Innovation and productivity: We know that high-tech firms often cluster in regions with competitive suppliers, large numbers of qualified workers, and “information spillovers” among firms. Of course, such spillovers are not always beneficial to firms whose ideas are on the move, although they will rotate into the taking position again. But spillover is one of the drivers of innovation, job churn and productivity and so is beneficial to regional economies on the whole.

Some studies referenced within the Treasury piece note that workers tend to migrate to states were enforcement is weakest, hence contributing to brain drain of specific regions.

In their paper “Do strict trade secret and non-competition laws obstruct innovation?” (not free online) two specialists, Charles T. Graves and James A. DiBoise argue that, whatever we have come to believe about protecting intellectual property, the real innovators are the creative job-hopping employees themselves, and anything that restricts their mobility impedes the advancement of valuable “destructive” technologies.

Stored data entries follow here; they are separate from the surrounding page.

Issue #193, opened 2023-02-07
Cloud output: make reading logs by initializer a more "secure" operation


yorugac:
Envoy is not usable with cloud output when logging is enabled. See https://github.com/grafana/k6-operator/issues/179. It’d be good to figure out some alternative in order not to depend on logs in the initializer so much.

Context. Previously, adding k6 dependency to the operator to calculate MaxVUs and Duration was deemed as too heavy to add directly - that's how initializer job appeared. Check if that changed in recent refactoring of k6.

yorugac:
Additionally, k6 Operator is not usable in some specific cases of k6 scripts. It was reported in #207 and see explanation [here](https://github.com/grafana/k6-operator/issues/207#issuecomment-1482564043).

k6 docs about `k6 archive`, `k6 inspect` and `k6 cloud` behaving differently than `k6 run` around env vars:
https://k6.io/docs/using-k6/environment-variables/

It's a bit of mess of inconsistent behaviour. It'd be good to have a generalized solution to this, in order not to stumble over k6 exceptions.

yorugac:
The same problem can manifest even without cloud output but in any scenario when there is another process writing to the output of the initializer Pod. Which sounds a bit strange at first glance but it does happen, case in study:
https://community.grafana.com/t/k6-operator-error-not-spawning-starter-and-basic-resources/110778/19

Renaming the issue to reflect new reality.

yorugac:
After some additional thinking and feedback :slightly_smiling_face: 

Initializer pod is currently used for two reasons:
1. cloud output tests require duration and max VUs values in order to be started: those are retrieved with `k6 inspect` command.
2. prior validation of a script. k6 Operator test runs can have lots of runners and before scheduling them, it makes sense to at least confirm that the script is valid.

If there is a way to implement this without running a pod but by calling k6 Go library, we could remove initializer pod completely! That would simplify running tests for users (because of initializer-specific errors mentioned above), simplify TestRun CRD definition and simplify logic of TestRun controller.
Now to figure out if it can be done with k6 Go code...

yorugac:
Another important reason to solve this: regular issues with configuring env vars for k6 scripts. The error appears because of k6 quirks and inconsistencies between different commands, and people regularly stumble on this. Some sample issues:
- https://github.com/grafana/k6-operator/issues/375
- https://github.com/grafana/k6-operator/pull/376
- https://github.com/grafana/k6-operator/issues/207
- forum questions

[...]

PR #450, opened 2024-08-22
Rework Initializer container and handling its verdict

### LINKED ISSUE #435: Issues within initalizer error handling if script is incorrect
### Brief summary

We realized, that our TestRuns get stuck without any information/logs printed out if the script itself is incorrect.

# Cause

We already had a deeper look and realized that this is likely related to the Log message parsing of the `k6 inspect` executed within the initalizer here: https://github.com/grafana/k6-operator/blob/f75facb321d3c8ca55bbd9ba2f1895173d10bbc7/pkg/resources/jobs/initializer.go#L79

When we execute `k6 inspect` manually inside the container, we get the following error:
```sh
/ # k6 inspect --execution-requirements  /test/<REDACTED>.js
ERRO[0009] could not initialize '/test/<REDACTED>.js': could not load JS test 'file:///test/<REDACTED>.js': unknown executor type 'burst' 
```

The log parsing mentioned above, basically does a `| grep 'level=error`, which does not work for the error message we are facing since the log format seems to be different.

Might be related to:  https://github.com/grafana/k6-docs/issues/877

ghcr.io/grafana/k6-operator:controller-v0.0.14

_No response_

Since we built a custom k6 image to include the script to be used as localfile, it would need some additional effort to make this available.

However, IMO this is not really related to a specific TestRun.

k6 version: k6 v0.51.0 (go1.22.4, linux/amd64)

- Deploy any TestRun resource with a broken JS script

### Expected behaviour

- Initalizer Pods fails or at least logs the issues which are encountered during `k6 inspect`
- TestRun resource is in Failed state

### Actual behaviour

- Initalizer Pod runs but does not print out anything
- The k6-operator-controller-manager logs errors (see below) about unparsable JSON without any information
- TestRun resource stuck in `initilization` phase

<details>
  <summary>Logs of k6-operator</summary>

```
2024-07-30T09:11:00Z    ERROR   controllers.TestRun     unable to marshal: ``   {"namespace": "loadtesting", "name": "<REDACTED>", "reconcileID": "<REDACTED>", "error": "unexpected end of JSON input"}
github.com/grafana/k6-operator/controllers.inspectTestRun
        /workspace/controllers/common.go:105
github.com/grafana/k6-operator/controllers.RunValidations
        /workspace/controllers/k6_initialize.go:55
github.com/grafana/k6-operator/controllers.(*TestRunReconciler).reconcile
        /workspace/controllers/testrun_controller.go:137
github.com/grafana/k6-operator/controllers.(*TestRunReconciler).Reconcile
        /workspace/controllers/testrun_controller.go:80
sigs.k8s.io/controller-runtime/pkg/internal/controller.(*Controller).Reconcile
        /go/pkg/mod/sigs.k8s.io/controller-runtime@v0.16.2/pkg/internal/controller/controller.go:119
sigs.k8s.io/controller-runtime/pkg/internal/controller.(*Controller).reconcileHandler
        /go/pkg/mod/sigs.k8s.io/controller-runtime@v0.16.2/pkg/internal/controller/controller.go:316
sigs.k8s.io/controller-runtime/pkg/internal/controller.(*Controller).processNextWorkItem
        /go/pkg/mod/sigs.k8s.io/controller-runtime@v0.16.2/pkg/internal/controller/controller.go:266
sigs.k8s.io/controller-runtime/pkg/internal/controller.(*Controller).Start.func2.2
        /go/pkg/mod/sigs.k8s.io/controller-runtime@v0.16.2/pkg/internal/controller/controller.go:227
2024-07-30T09:11:00Z    ERROR   Reconciler error        {"controller": "testrun", "controllerGroup": "k6.io", "controllerKind": "TestRun", "TestRun": {"name":"<REDACTED>","namespace":"loadtesting"}, "namespace": "loadtesting", "name": "<REDACTED>", "reconcileID": "<REDACTED>", "error": "unexpected end of JSON input"}
sigs.k8s.io/controller-runtime/pkg/internal/controller.(*Controller).reconcileHandler
        /go/pkg/mod/sigs.k8s.io/controller-runtime@v0.16.2/pkg/internal/controller/controller.go:329
sigs.k8s.io/controller-runtime/pkg/internal/controller.(*Controller).processNextWorkItem
        /go/pkg/mod/sigs.k8s.io/controller-runtime@v0.16.2/pkg/internal/controller/controller.go:266
sigs.k8s.io/controller-runtime/pkg/internal/controller.(*Controller).Start.func2.2
        /go/pkg/mod/sigs.k8s.io/controller-runtime@v0.16.2/pkg/internal/controller/controller.go:227
```
</details>

frittentheke:
Use exit codes (of k6 archive + inspect) as sole indication for initialization success

1) Introduce an `EmptyDir` volume for temporary data
This removes the need for any mkdir and avoids writing to the container filesystem,
allowing for e.g. `readOnlyRootFilesystem` security contexts ([1]).

2) Remove all output redirection and grepping for error indicating strings in favor of
using the exit codes from the commands to indicate success or failure reestablishing the 
clear contract of the `inspect` command to judge the provided config.

This approach is much cleaner in regards to any changes to the output of K6 and the vast
space of error there is.

`k6 inspect --execution-requirements` ([2,3]) while also printing warnings or the JSON
should clearly indicate via `err` if there are issues with the provided tests, which 
are then converted to a non-zero RC ([4]).

3) Set TerminationMessagePolicy on Initializer to use logs as fallback

While not explicitly used, with the removal of the log fetching from the  
Initializer (Job->Pod->Container) any potential source for verbose information
about the error might be lost. The Kubernetes approach to provide more details
than the exit code about the reason a container terminated is the termination 
message (see [5]).

Per default this message needs to be explictly written to `/dev/termination-log`,
but there also is the option to use the last bit of log output as fallback source. 

4) Remove fetching of container logs from initializer

Following the focus on the exit code of the command using in the initializer job (Pod),
this commit removes the fetching of the container log.

There was only some basic JSON unmarshalling applied with no interpretation of what it contained.
This is either covered by `k6 inspect` exiting with rc=0 or should be added to the initializer
job.

If further details about the failure reason of the initalizer container was to be required,
the source should be the termination message. It could be used to enrich the `TestRun` CR to provide
a higher level of detail about the failure to the user.

[1] https://kubernetes.io/docs/tasks/configure-pod-container/security-context/
[2] https://github.com/grafana/k6/blob/c212bd277aeedbf8395b917df11bd9be4da490a4/cmd/inspect.go#L34
[3] https://github.com/grafana/k6/blob/c212bd277aeedbf8395b917df11bd9be4da490a4/cmd/inspect.go#L64
[4] https://github.com/grafana/k6/blob/master/cmd/root.go#L90-L118
[5] https://kubernetes.io/docs/tasks/debug/debug-application/determine-reason-pod-failure/

Fixes: #435


frittentheke:
> Hi @frittentheke, thanks for the suggestions. I'm afraid I don't see how to make these work right now 😔
> 
> Let's go point-by-point:
> 
>     1. `EmptyDir`: I'm yet to hear anyone bringing up `readOnlyRootFilesystem` as a requirement (unless you meant this requirement is present in your setup?). Nevertheless, it's a valid point. But by your PR, it is unclear what part is supposed to read that volume. For example, right now, the logs are being read by the app directly, but I don't think there's a guarantee that `EmptyDir` of another pod (initializer) would continue to exist long enough nor that the app and initializer will be scheduled on the same node in the first place.

You are reading too much into the `EmptyDir` change. This is simply following good practice when providing the container application some temporary space (and a folder, which had to be mkdired before) to write some output into. The data in there is not required after the Job / Pod is done. Also such an `EmptyDir` is tied to the lifecycle of a Pod an cannot possibly be reused. See https://kubernetes.io/docs/concepts/storage/volumes/#emptydir . So in essence this is NOT about some shared storage or data transfer in the slightest. But seeing `mkdir` and writes to the container filesystem got me triggered.


>        Going by the rest of the description, esp. point 4, I assume you suggest to actually remove parsing the log completely. That cannot be done ATM, at all. Why we're reading the logs is mentioned in [this comment](https://github.com/grafana/k6-operator/issues/193#issuecomment-2252956906).
> 
>     2. > Remove all output redirection and grepping for error indicating strings in favor of
>        > using the exit codes from the commands to indicate success or failure reestablishing the
>        > clear contract of the inspect command to judge the provided config.
>        
>        
>        Sadly, k6 is not consistent enough around logging and exit codes both to risk such big adjustments here. If you're curious, you can see issues like [this](https://github.com/grafana/k6/issues/2804) or [this](https://github.com/grafana/k6-docs/issues/877). The current logic of a complex command in initializer did not appear out of thin air, so to say: it is meant to cover all cases possible.

I understand that the exit code is not sufficient atm. But since K6 is also a project by Grafana, there should be no reason not to fix this at the root. And if some grouping or mapping of exit codes is required one can always write up an entrypoint script handling the various exit codes and mapping them to either 0 or some other value.


>        Also, I suppose your [PR 453](https://github.com/grafana/k6-operator/pull/453) is kind of a continuation of the same idea: there is a more specific discussion over there.

Yes. More of a first step with as little code change as possible.


>     3. `TerminationMessagePolicy` on initializer: sounds interesting, but also a bit redundant, given our current reading of initializer logs.

Redundant only if you do both. My idea would be to leave the logs verbose and for the user and replace the log fetching with a fetch of the `TerminationMessage`. So to combine 2 and 3: If the exit code is zero the contract between initalizer and k6-operator would be that the TerminationMessage contains the required JSON. On any other issue (non-zero exit code), the pod log of the initializer contains all of the validation and linting, testing and whatnot output to help the user find and fix the issue (thus 4, no fetching the log and expecting it to only contain the required JSON.


>     4. > Remove fetching of container logs from initializer
>        
>        
>        Already covered above.

yorugac:
As mentioned in https://github.com/grafana/k6-operator/issues/435, I'm closing this PR. Thanks again @frittentheke :raised_hands:

Issue #455, opened 2024-08-28
Make `spec.paused` a boolean in an upcoming version of the CRD


LCaparelli:
### Feature Description

Unless there are plans to support other values and make it sort of an enum (which is also a breaking change), it probably makes more sense for `spec.paused` to be a bool. AFAICT from the code, we only use it as such anyway.

The current implementation leads to some awkwardness when using it, for example:

- in Helm charts, as part of a template, for which we need to add quotes around user input
- in Crossplane compositions, where we want to receive a bool from the user and then need to convert it to a string in order to match the current interface
- probably any abstraction built on top of this that offers the field as a bool to users

yorugac:
Thanks for the issue, @LCaparelli! Such a change makes sense, AFAIS 👍

PR #458, opened 2024-08-29
fix: don't run starter job if TestRun/K6 is paused

### LINKED ISSUE #457: `spec.paused` produces `--paused` flag on runner, but initializer always unpause it regardless
### Brief summary

While the operator correctly propagates the configuration as part of the flags for the `runner`: 

https://github.com/grafana/k6-operator/blob/0f3957c6647c81de13b26c3c4435de55c72d549d/pkg/resources/jobs/runner.go#L61-L68

It makes no checks prior to creating the starter:

https://github.com/grafana/k6-operator/blob/0f3957c6647c81de13b26c3c4435de55c72d549d/controllers/testrun_controller.go#L193-L197

Neither functions above make any checks regarding `spec.paused` AFAICT.

Since the starter job always unpauses the the runner:

https://github.com/grafana/k6-operator/blob/0f3957c6647c81de13b26c3c4435de55c72d549d/pkg/resources/containers/curl_start.go#L15-L30

We end up with `spec.paused` being ignored (technically, partially ignored because the `--paused` flag does get added to the runner arguments, but in practice it always unpauses due to how the starter behaves).

# Suggested implementation

We might solve this by just adding an `if` statement when the status is `"created"`, guarding the `StartJobs` function:

```go
	case "created":
                if(k6.IsPaused()){
                        // nothing to do. When the user updates spec.paused a new reconciliation will trigger and we'll check again
                        return ctrl.Result{}, nil 
                }
		return StartJobs(ctx, log, k6, r)
```

Of course, this implies that changing `spec.paused` after the test has started continues to have no effect, but that seems sensible to me.

0.0.16

_No response_

Anything with spec.paused set to `'true'`.

_No response_

1. Create a `TestRun` with `spec.paused` set to `'true'`
2. Wait for jobs to run

### Expected behaviour

Runner does not start the test before I set `spec.paused` to `'false'` or `null`.

### Actual behaviour

Starter behaves exactly as if `spec.paused` was set to `'false'` or `null`, and immediately starts the runner.

LCaparelli:
Fixes #457

### DIFF
--- a/api/v1alpha1/k6_types.go
+++ b/api/v1alpha1/k6_types.go
@@ -15,6 +15,8 @@ limitations under the License.
 package v1alpha1
 
 import (
+	"strconv"
+
 	corev1 "k8s.io/api/core/v1"
 	metav1 "k8s.io/apimachinery/pkg/apis/meta/v1"
 	k8stypes "k8s.io/apimachinery/pkg/types"
@@ -91,6 +93,15 @@ type TestRunSpec struct {
 	Token     string `json:"token,omitempty"`     // PLZ reserved field (for now)
 }
 
+func (k6 TestRunSpec) isPaused() bool {
+	if k6.Paused == "" {
+		return true
+	}
+
+	paused, _ := strconv.ParseBool(k6.Paused)
+	return paused
+}
+
 // K6Script describes where the script to execute the tests is found
 type K6Script struct {
 	VolumeClaim K6VolumeClaim `json:"volumeClaim,omitempty"`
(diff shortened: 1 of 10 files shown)


api/v1alpha1/k6_types.go
```diff
@@ -91,6 +93,15 @@ type TestRunSpec struct {
...
 }
 
+func (k6 TestRunSpec) isPaused() bool {
+	if k6.Paused == "" {
+		return true
+	}
+
+	paused, _ := strconv.ParseBool(k6.Paused)
+	return paused
+}
```
LCaparelli, line 103: There is a weird behavior here, where if what the string passed by the user in is not a boolean, it's interpreted as `false` by `ParseBool`. I'm just copying the existing behavior from where I extracted this logic from, but let me know if we should instead return `true`, our default if uninformed.

 We could avoid some of these shenanigans with #455 :-)

Issue #462, opened 2024-09-25
Helm Chart - Disable Leader Election if running Operator as a single Pod


hartman17:
### Feature Description

When deploying the operator using Helm there is no configurable option to disable the leader election process. This should be disabled when running the operator as a single pod, there is no need to check for leader election in this state.

### Suggested Solution (optional)

There are a couple of ways to do this: 

Add Helm config to disable leader election if  `.Values.manager.replicas == 1` 

or 

Add a `.Values.manager.leaderelection`  and allow users to pass in true/false to disable if it's not needed.

yorugac:
Solved in https://github.com/grafana/k6-operator/pull/463.

PR #463, opened 2024-09-25
Helm Chart - Enable Leader Election only if replica count greater than one

hartman17:
Addresses Issue #462 

This will enable Leader election only when the K6 Operator deployment count is greater than one.  This turns off a check that is not needed and keeps the operator logs clean.


yorugac (approved):
@hartman17, thank you for the issue and the PR! This looks great: IMHO, it is preferable to have straight-forward logic to enable / disable leader election like here.

Issue #466, opened 2024-10-01
Add securityContext to pod spec in Helm chart


chrissnell:
### Feature Description

Currently, the Helm chart allows for adding a container `securityContext` to the manager and kube-rbac-proxy containers.  We also need to add some things (like `fsGroup`) to the pod-level `securityContext`.   The chart does not provide any means to do that presently.

### Suggested Solution (optional)

This request asks for two things:

1. a new configuration variable, `global.podSecurirtyPolicy`, which can be set to a pod-level `securityPolicy` object
2. an `if` conditional that triggers an inclusion of this variable in the `deployment.yaml` template [in the pod spec](https://github.com/grafana/k6-operator/blob/2fdcbb92ee9db433ade665c503955a111c967be9/charts/k6-operator/templates/deployment.yaml#L28).

yorugac:
@chrissnell, I've just now noticed that you suggested a global variable: is there a specific reason for that? It is noticeable that `containerSecurityContext` is not global ATM.

chrissnell:
> [@chrissnell](https://github.com/chrissnell), I've just now noticed that you suggested a global variable: is there a specific reason for that? It is noticeable that `containerSecurityContext` is not global ATM.

Indeed, global variable would be ideal for this use case if they applied to all containers.  I think most users that have requirements for security contexts will need them on _all_ pods, not just individuals.  Globals would make it easy to set it for everything.

yorugac:
I see. Well, in case of k6-operator chart, there's only one deployment, with two containers. No subcharts, etc. So it seems to me there's little difference between configuration as `manager` variable and as `global` variable, except for UX becoming more confusing because of the clash with `manager.containerSecurityContext`.

chrissnell:
> I see. Well, in case of k6-operator chart, there's only one deployment, with two containers. No subcharts, etc. So it seems to me there's little difference between configuration as `manager` variable and as `global` variable, except for UX becoming more confusing because of the clash with `manager.containerSecurityContext`.

There's also the tests themselves.   I wish that the images used for the tests could be set (globally) in the Helm chart.  It's unfortunate that k6-operator users have to add all of the security context stuff and other things like custom image registries in every single `TestRun` manifest.   It would be ideal if this could all be set globally, once, in the Helm chart values.

yorugac:
>  I wish that the images used for the tests could be set (globally) in the Helm chart.

[...]

Issue #330, opened 2023-11-04
Add `CONTRIBUTING.md`


yorugac:
### Feature Description

Contributors in k6-operator has been finding their own path, and with a very good success rate, IMHO. But recently it has been raised a few times that a contributor guide would be helpful.
It's also quite noticeable that the Helm support is adding up to complexity.

### Suggested Solution (optional)

Some initial thoughts:
- it is preferable to have an issue and some discussion prior to opening a PR
- move out development section from `README.md` to `CONTRIBUTING.md` and expand it as necessary
- describe how PRs are tested
- maybe make a separation of different types of PR. Case in study: https://github.com/grafana/k6-operator/issues/328

yorugac:
The key points are now described in the https://github.com/grafana/k6-operator/blob/main/CONTRIBUTING.md

This description should cover most cases of making contributions via PRs. There are some tricky cases when PRs are more complicated than what is described, but those are rare and usually done by the maintainer. IOW, we can handle those on a case by case basis, instead of overwhelming the first version of the contributing guide with information.

Also, I think Helm PRs could have better support in general, like a test suite, perhaps. But we simply don't have that now nor do we have the bandwidth to implement it.

PR #467, opened 2024-10-02
feat: Add Helm configuration for pod security context

gonmmarques:
Hello there,

Saw this issue https://github.com/grafana/k6-operator/issues/466, and actually was also looking into having that possibility. decided to give it a try.

Tried to follow a contributing guide, but only found https://github.com/grafana/k6-operator/issues/330.

The way it is now added, by default the field is optional. Let me know also if it makes sense the way it was added (name of the key and location) and the schema definition.

I also ran helm-docs to update the README of the Helm Chart. 

I also believe `make helm-schema` needs to be run. I ran locally and noticed some other fields that I believe need to have their values changed on the `values.schema` namely containerSecurityContext on the manager and authProxy should have the additionalProperties to `true`right? Similarly the manager.image.tag.default was changed to the v0.0.016. But I was unsure how you normally go about on updating these fields.

Example 
```
global:
  podSecurityContext: {
    "runAsNonRoot": true,
    "runAsUser": 1000,
    "runAsGroup": 1000,
    "fsGroup": 1000,
    "allowPrivilegeEscalation": false,
    "seccompProfile": {
      "type": "RuntimeDefault"
    }
  }  
```  

Checked it by running locally the helm template and it rendered 
```
  spec:
      securityContext:
        allowPrivilegeEscalation: false
        fsGroup: 1000
        runAsGroup: 1000
        runAsNonRoot: true
        runAsUser: 1000
        seccompProfile:
          type: RuntimeDefault
```

Anyways, let me know if I missed something or is something wrong.
Closes: https://github.com/grafana/k6-operator/issues/466


yorugac (changes requested):
Hi @gonmmarques, apologies for the delay! I've finally gotten around to going through the PRs :sweat_smile: 

We've recently had a [bug with values schema](https://github.com/grafana/k6-operator/issues/471) in the chart: it was resolved just last week. So this PR needs rebasing to the latest main.

Also, one change request: as you can see in the [issue's](https://github.com/grafana/k6-operator/issues/466) discussion, there is a chance of misunderstanding how security contexts for test runs are configured (only via `TestRun` definition ATM). So I think its best to move the `podSecurityContext` in Helm values to `manager` object instead of `global`: to make it clearer that it impacts only the k6-operator app. WDYT?

gonmmarques:
> Hi @gonmmarques, apologies for the delay! I've finally gotten around to going through the PRs 😅
> 
> We've recently had a [bug with values schema](https://github.com/grafana/k6-operator/issues/471) in the chart: it was resolved just last week. So this PR needs rebasing to the latest main.
> 
> Also, one change request: as you can see in the [issue's](https://github.com/grafana/k6-operator/issues/466) discussion, there is a chance of misunderstanding how security contexts for test runs are configured (only via `TestRun` definition ATM). So I think its best to move the `podSecurityContext` in Helm values to `manager` object instead of `global`: to make it clearer that it impacts only the k6-operator app. WDYT?

Hello @yorugac, no worries.
Sure that makes sense. I have updated the PR, let me know if there is anything missing.

yorugac (approved):
LGTM :raised_hands: Thanks for the update, @gonmmarques!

They suggest reform would be a good thing, and they have something to lose in suggesting this: they both represent employees in noncompete litigation.

Harvard law professor William W. Fisher working with Felix Oberholzer-Ghee of the Business School in their paper on developing an integrated approach to managing intellectual property make the point that although intellectual property rights represent a “significant fraction” of enterprise value, recent surveys show that less than half of current business leaders understand how important such rights are, or are actively involved in strategic planning. They note that IP management is handed off to legal departments who are little involved in strategic planning, and strategic managers don’t work together.

This double-silo approach leads to short-sighted solutions, most lamentably legally driven attempts to leverage their IP possibilities in a way that derail important network effects, and “worse yet, enable competitors to capitalize on network effects.”

We often argue that R&D spending is below where it should be. Efforts to control employee movement read as a dinosaur in the vibrant high-tech world, and such squabbling suggests too much attention to the fencing, and not enough to the care of the herd.

We’ll end with this wise advice from the irascible HR Examiner:: “Your Trade Secrets are Secret For About 27 Days. Or 27 minutes. Really, the secret way of doing almost anything is over… Why are you focused on the rear-view mirror and trying to protect something that will be obsolete long before the lawsuit is over?”